### YOUR OBJECTIVE
Every line containing the word "minor" must be pulled from the records.

** INFORMATION SHOWN follows **

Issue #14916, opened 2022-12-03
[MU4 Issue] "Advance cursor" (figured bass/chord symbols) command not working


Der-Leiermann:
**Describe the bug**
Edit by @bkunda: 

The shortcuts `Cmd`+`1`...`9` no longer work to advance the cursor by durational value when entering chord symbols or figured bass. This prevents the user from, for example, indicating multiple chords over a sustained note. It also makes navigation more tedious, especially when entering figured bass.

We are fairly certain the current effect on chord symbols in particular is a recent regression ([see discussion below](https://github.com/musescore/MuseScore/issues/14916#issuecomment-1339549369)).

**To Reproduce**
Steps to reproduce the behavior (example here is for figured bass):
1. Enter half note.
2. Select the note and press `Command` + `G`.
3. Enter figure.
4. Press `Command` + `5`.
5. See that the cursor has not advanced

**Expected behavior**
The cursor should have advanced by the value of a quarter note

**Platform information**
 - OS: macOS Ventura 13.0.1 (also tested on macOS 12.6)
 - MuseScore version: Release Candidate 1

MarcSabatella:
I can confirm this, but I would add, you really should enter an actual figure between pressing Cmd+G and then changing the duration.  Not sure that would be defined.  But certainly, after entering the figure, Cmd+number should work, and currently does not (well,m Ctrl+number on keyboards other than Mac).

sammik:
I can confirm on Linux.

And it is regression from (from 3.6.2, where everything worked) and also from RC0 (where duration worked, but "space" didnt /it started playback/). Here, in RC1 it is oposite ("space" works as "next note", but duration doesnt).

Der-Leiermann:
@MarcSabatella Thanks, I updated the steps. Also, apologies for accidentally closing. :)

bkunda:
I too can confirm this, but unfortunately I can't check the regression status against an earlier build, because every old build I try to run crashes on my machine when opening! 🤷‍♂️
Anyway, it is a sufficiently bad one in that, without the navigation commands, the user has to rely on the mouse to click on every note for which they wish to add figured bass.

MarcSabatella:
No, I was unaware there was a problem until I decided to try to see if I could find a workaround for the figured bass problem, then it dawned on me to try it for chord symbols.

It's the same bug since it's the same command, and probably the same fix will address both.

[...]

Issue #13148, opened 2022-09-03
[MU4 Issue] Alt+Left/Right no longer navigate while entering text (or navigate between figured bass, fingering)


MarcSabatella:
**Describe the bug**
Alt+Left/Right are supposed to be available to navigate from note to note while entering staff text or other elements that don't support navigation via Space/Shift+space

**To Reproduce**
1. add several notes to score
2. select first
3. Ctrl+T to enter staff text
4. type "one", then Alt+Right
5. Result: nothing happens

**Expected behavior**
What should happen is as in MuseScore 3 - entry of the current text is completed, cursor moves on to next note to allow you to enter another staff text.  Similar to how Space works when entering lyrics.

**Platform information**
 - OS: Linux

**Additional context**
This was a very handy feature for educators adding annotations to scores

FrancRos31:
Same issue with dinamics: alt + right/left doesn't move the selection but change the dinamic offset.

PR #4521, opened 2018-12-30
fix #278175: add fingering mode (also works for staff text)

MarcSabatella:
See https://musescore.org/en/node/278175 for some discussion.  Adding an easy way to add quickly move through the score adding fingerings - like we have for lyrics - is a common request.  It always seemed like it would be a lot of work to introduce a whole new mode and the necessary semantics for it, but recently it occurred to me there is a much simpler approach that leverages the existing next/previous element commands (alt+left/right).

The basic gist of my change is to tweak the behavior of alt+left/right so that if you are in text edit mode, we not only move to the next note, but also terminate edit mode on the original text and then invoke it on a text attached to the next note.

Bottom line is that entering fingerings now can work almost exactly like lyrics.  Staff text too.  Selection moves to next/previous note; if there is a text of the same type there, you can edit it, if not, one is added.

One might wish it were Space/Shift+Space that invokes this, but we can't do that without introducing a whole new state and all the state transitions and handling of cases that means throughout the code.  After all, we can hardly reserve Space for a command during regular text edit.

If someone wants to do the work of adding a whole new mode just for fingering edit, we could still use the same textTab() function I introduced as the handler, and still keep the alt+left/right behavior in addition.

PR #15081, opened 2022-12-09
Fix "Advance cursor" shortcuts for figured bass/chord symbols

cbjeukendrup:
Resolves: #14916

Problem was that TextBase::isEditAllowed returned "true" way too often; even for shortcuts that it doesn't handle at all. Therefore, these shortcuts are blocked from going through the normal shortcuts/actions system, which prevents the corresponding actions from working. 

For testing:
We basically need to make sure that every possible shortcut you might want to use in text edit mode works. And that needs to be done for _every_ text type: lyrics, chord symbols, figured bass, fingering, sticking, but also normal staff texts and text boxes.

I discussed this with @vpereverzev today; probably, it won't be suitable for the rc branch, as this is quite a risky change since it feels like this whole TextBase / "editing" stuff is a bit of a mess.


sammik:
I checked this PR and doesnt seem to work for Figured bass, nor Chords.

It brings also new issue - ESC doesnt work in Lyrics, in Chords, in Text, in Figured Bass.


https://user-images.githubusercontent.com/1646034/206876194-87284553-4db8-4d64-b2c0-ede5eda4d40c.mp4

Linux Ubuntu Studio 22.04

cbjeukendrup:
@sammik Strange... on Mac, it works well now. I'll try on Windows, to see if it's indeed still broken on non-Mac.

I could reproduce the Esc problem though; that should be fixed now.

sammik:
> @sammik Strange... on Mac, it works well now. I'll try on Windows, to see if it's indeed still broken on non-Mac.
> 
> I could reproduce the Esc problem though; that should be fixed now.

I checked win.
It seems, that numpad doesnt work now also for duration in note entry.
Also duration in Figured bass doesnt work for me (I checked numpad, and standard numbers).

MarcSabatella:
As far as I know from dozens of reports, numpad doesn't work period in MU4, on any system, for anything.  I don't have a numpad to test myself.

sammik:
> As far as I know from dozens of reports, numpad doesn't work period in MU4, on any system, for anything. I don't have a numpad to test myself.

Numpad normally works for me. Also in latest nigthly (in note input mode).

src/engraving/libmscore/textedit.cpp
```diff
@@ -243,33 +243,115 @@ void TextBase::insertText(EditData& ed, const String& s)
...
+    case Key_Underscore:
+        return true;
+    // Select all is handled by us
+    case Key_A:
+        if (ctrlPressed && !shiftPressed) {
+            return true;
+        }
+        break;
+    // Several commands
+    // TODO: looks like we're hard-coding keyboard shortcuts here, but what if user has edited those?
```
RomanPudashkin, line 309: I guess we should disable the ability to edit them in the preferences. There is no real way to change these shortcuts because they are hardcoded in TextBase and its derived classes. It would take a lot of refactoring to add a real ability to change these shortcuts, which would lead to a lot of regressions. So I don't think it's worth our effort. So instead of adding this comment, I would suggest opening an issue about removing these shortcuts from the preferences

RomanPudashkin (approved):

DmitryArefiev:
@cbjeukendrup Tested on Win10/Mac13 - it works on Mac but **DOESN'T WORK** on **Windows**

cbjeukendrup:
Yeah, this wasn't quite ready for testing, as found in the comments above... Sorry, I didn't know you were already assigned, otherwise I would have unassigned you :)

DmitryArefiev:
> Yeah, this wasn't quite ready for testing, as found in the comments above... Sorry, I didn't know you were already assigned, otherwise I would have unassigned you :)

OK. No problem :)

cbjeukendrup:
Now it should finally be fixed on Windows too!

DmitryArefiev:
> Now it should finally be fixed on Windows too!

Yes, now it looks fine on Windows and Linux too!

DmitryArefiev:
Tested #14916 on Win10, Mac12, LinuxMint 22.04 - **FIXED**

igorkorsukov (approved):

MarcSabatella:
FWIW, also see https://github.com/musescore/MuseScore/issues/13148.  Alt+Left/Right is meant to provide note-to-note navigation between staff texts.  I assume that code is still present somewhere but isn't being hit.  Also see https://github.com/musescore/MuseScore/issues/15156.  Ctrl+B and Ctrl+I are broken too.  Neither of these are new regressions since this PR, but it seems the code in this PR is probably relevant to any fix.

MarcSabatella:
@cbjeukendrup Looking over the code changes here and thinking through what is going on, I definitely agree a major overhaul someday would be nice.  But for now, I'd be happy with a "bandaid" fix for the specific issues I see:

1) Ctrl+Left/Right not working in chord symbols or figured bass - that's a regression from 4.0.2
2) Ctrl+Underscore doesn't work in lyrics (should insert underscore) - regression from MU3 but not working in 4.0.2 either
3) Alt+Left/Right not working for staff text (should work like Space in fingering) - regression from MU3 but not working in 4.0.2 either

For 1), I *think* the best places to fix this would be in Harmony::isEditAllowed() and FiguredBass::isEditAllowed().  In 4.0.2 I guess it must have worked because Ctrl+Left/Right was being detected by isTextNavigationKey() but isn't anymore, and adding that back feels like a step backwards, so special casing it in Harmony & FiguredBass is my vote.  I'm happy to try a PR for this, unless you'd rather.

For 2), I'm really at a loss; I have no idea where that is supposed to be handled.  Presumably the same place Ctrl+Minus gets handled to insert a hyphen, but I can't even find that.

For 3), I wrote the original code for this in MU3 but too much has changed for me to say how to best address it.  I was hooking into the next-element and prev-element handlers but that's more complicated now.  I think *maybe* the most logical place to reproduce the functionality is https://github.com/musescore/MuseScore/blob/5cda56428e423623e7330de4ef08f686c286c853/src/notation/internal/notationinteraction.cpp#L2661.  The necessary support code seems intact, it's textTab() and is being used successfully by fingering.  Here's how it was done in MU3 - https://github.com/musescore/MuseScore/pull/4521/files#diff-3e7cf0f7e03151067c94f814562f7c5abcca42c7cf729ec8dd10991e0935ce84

** End of INFORMATION SHOWN **
** INFORMATION SHOWN follows **

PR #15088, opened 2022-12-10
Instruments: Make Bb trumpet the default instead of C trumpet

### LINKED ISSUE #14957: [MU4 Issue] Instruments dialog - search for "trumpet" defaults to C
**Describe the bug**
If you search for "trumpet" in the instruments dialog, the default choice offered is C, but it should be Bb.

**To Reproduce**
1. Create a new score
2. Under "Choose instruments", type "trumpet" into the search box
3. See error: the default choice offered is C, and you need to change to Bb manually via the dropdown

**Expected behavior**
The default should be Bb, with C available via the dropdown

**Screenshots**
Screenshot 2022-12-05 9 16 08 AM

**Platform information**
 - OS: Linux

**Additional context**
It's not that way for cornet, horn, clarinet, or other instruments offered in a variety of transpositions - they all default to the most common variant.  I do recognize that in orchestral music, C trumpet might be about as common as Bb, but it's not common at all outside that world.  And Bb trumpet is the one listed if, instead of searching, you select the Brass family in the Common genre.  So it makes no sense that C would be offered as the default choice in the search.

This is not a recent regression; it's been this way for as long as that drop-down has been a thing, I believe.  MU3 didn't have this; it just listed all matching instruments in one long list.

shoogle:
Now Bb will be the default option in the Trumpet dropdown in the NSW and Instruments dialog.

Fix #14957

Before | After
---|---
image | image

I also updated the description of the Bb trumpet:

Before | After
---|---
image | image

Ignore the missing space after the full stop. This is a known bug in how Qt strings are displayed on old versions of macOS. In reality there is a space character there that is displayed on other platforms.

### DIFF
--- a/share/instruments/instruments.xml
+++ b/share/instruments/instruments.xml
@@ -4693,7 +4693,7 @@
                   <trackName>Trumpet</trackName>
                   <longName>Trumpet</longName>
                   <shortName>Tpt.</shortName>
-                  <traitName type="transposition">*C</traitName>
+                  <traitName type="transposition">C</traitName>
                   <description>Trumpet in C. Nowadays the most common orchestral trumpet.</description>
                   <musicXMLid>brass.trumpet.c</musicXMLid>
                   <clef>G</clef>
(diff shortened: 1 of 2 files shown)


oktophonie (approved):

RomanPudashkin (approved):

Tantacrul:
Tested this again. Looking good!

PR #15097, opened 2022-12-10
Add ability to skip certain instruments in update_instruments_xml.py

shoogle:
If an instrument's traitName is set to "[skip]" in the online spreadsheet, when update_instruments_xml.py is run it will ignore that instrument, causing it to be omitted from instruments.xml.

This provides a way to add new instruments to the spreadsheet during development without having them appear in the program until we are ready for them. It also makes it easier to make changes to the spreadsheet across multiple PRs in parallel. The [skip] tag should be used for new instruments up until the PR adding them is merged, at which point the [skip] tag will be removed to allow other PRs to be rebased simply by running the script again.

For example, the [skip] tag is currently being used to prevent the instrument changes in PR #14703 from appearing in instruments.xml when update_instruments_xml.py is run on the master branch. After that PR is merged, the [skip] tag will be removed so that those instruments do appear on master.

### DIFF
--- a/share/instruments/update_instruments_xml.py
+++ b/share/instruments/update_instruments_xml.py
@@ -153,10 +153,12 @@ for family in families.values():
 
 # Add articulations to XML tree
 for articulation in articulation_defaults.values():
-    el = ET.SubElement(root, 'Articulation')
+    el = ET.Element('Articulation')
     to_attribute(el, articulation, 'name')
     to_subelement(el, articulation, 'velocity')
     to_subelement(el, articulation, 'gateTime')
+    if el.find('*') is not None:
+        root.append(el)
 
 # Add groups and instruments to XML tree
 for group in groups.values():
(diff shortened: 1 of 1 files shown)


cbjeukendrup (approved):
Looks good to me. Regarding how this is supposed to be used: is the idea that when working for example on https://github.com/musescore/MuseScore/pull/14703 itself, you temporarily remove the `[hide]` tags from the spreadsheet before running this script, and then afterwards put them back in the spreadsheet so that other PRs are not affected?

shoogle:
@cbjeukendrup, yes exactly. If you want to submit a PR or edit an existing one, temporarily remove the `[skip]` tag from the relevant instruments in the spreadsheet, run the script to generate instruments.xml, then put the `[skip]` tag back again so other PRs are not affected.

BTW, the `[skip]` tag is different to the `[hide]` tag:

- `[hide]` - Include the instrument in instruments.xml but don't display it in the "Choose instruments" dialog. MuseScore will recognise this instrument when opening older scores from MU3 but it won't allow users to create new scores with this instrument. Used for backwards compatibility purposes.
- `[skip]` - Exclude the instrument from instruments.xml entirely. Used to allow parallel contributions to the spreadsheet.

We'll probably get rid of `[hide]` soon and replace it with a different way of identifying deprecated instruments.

** End of INFORMATION SHOWN **
** INFORMATION SHOWN follows **

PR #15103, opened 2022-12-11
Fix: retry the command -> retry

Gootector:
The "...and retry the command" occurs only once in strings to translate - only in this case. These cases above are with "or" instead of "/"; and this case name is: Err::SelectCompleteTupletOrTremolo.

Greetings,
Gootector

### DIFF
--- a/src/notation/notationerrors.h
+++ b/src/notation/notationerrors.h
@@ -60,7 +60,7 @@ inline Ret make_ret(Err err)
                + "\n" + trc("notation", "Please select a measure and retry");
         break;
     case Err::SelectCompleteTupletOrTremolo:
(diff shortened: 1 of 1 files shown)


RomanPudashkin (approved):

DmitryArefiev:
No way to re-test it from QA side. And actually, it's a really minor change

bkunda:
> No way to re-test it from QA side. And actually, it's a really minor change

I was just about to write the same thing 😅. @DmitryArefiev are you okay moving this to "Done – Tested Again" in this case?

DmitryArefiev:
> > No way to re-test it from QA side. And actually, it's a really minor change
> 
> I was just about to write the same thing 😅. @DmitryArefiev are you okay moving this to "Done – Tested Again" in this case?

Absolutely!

** End of INFORMATION SHOWN **

### ANSWER SPACE
No way to re-test it from QA side. And actually, it's a really minor change
> No way to re-test it from QA side. And actually, it's a really minor change
> > No way to re-test it from QA side. And actually, it's a really minor change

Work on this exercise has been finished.